WHAT YOU HAVE TO DO: Only the lines from the one that contains "2. Enter all" through the final line of the entries should be repeated, exactly as written.

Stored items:
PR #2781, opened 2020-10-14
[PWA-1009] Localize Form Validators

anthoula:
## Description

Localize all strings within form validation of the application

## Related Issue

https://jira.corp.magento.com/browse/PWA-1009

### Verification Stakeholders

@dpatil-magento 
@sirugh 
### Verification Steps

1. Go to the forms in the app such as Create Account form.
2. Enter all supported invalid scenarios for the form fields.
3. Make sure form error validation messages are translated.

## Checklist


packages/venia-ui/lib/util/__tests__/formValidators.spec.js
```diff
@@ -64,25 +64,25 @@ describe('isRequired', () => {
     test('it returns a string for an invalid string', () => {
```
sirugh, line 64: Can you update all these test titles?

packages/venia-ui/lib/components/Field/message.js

YOUR RESPONSE:
2. Enter all supported invalid scenarios for the form fields.
3. Make sure form error validation messages are translated.

## Checklist


packages/venia-ui/lib/util/__tests__/formValidators.spec.js
```diff
@@ -64,25 +64,25 @@ describe('isRequired', () => {
     test('it returns a string for an invalid string', () => {
```
sirugh, line 64: Can you update all these test titles?

packages/venia-ui/lib/components/Field/message.js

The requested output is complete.